Is is possible to calculate the expected value for a continuous variable using the sum of discrete distribution?

171 Views Asked by At

I would like to know if it is possible to calculate the expected value for a continuous random variable as:

$ \mathop{\mathbb{E}}(x)=\int xf(x)d(x)=\frac{1}{N}\sum_{i=1}^{N}X_{i} $

If that is true, how can we convert the integral to the sum? Also, is the sum part $\frac{1}{N}\sum_{i=1}^{N}X_{i}$ used to calculate the discrete uniform distribution?

1

There are 1 best solutions below

0
On

I think you are asking if it is possible to estimate the mean of a continuous distribution by taking the sample mean of a large sample (of size $N$) from that distribution. If so, the answer is Yes, but be aware that the result is an estimate and that the error of the estimate depends on the sample size $N$ (typically, smaller error for larger $N$). Here are some examples in which we sample at random from a few known distributions. (Sampling done using R statistical software.)
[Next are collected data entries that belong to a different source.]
Issue #648, opened 2021-03-12
Add security to the messaging layer


mcpierce:
The messaging layer should secure endpoints to prevent misuse.

PR #649, opened 2021-03-12
Added security to the STOMP messaging layer [#648]

mcpierce:
* Attach the web auth token to outbound websocket connections.
 * Generate a principal as a part of this process.

## Status
READY

NO

## Before You Submit Your PR:


comixed-rest-api/src/main/java/org/comixedproject/messaging/ComiXedWebSocketChannelInterceptor.java
```diff
@@ -0,0 +1,82 @@
...
+  @Autowired private ComiXedUserDetailsService userDetailsService;
+  @Autowired private JwtTokenUtil jwtTokenUtil;
+
+  @Override
+  public Message<?> preSend(final Message<?> message, final MessageChannel channel) {
+    StompHeaderAccessor accessor =
+        MessageHeaderAccessor.getAccessor(message, StompHeaderAccessor.class);
+    if (accessor != null && StompCommand.CONNECT.equals(accessor.getCommand())) {
+      final List<String> authorization = accessor.getNativeHeader(HEADER_STRING);
+      if (authorization != null && !authorization.isEmpty()) {
```
BRUCELLA2: What do you think about using CollectionUtils.isEmpty from the spring framework or CollectionUtils.isNotEmpty from Apache Commons Collections both being Null-safe check ?

Stream and Optional can be used but I'm not sure whether it's clearer with something like : 
Optional<String> optionalToken = Optional.ofNullable(authorization).orElse(Collections.emptyList()).stream().flatMap(Stream::ofNullable).findFirst();
optionalToken.ifPresent(token -> {
        log.trace("Auth token found");
        doCreatePrincipal(accessor, token);
});

comixed-rest-api/src/main/java/org/comixedproject/messaging/ComiXedWebSocketChannelInterceptor.java
```diff
@@ -0,0 +1,82 @@
...
+  }
+
+  void doCreatePrincipal(final StompHeaderAccessor accessor, final String token) {
+    String username = null;
+    try {
+      username = this.jwtTokenUtil.getEmailFromToken(token);
+    } catch (Exception error) {
+      log.error("Unable to extract username from auth token", error);
+    }
+    if (username != null) {
```
BRUCELLA2: Shouldn't we check if the username is blank?

BRUCELLA2 (commented):
Just a question, can you confim why you removed the constant class for authentication and messaging constants ?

1) $N=50$ observations from the distributon $\mathsf{Norm}(\mu = 75,\, \sigma=3).$ The R statement rnorm samples at random from a specified normal population. You will get a somewhat different estimate each time you take a sample and find its mean. In 95% of runs the answer will be within

x = rnorm(50, 75, 3);  mean(x);  2*sd(x)/sqrt(50)
## 74.84001     # aprx E(X) = 75
## 0.7656806    # 95% margin of simulation error

2) $N = 5000$ observations from $\mathsf{Norm}(\mu = 75,\, \sigma=3).$

x = rnorm(5000, 75, 3);  mean(x);  2*sd(x)/sqrt(5000)
## 75.00454
## 0.08390667

3) $N = 1000$ observations from $\mathsf{Unif}(a = 50, b = 100).$ The mean of this population distribution is $\mu = 75.$

y = runif(1000, 50, 100);  mean(y);  2*sd(y)/sqrt(1000)
## 75.54673
## 0.900703

4) $N = 10^6$ observations from an exponential distribution with rate 1/5. This distribution has mean $\mu = 5.$

w = rexp(10^6, 1/5);  mean(w);  2*sd(w)/sqrt(10^6)
[1] 4.997817
[1] 0.00998948

5) $n = 10,000$ observations from the beta distribution with shape parameters $\alpha = 1.2$ and $\beta = 2.8.$ You can look in your text or read about the beta distribution on Wikipedia, if you have not encountered it yet. Its mean is $$\mu = \int_0^1 x\,\frac{\Gamma(\alpha + \beta)}{\Gamma(\alpha)+\Gamma(\beta)}\,x^{\alpha-1}(1-x)^{\beta-1}\,dx = \frac{\alpha}{\alpha+\beta} = 0.3.$$

v = rbeta(10000, 1.2, 2.8);  mean(v);  2*sd(v)/sqrt(10000)
[1] 0.3017991
[1] 0.004096549

Notes: (a) The Law of Large Numbers (LLN) guarantees that the mean of a sample converges 'in probability' to its population mean as $N \rightarrow \infty.$ By definition, that is $\lim_{N \rightarrow \infty}P(|\bar X - \mu| < \epsilon) = 0,$ for any $\epsilon > 0.$

(b) The margins of simulation error depend on the dispersion of the population and the sample size. For most non-normal distributions the same formula I have used in the examples above works because of the Central Limit Theorem (CLT).

(c) As in @Geronimo's Comment (+1), this is one form of 'Monte Carlo Integration.' It is a method often used in applications, but you don't literally "convert the integral into a sum." As remarked above you use the LLN and the CLT to get an approximate answer and to have some confidence how accurate that answer is. (Of course, it's only a 95% confidence interval, so there are some occasions on which the estimate is farther from the target than hoped for.)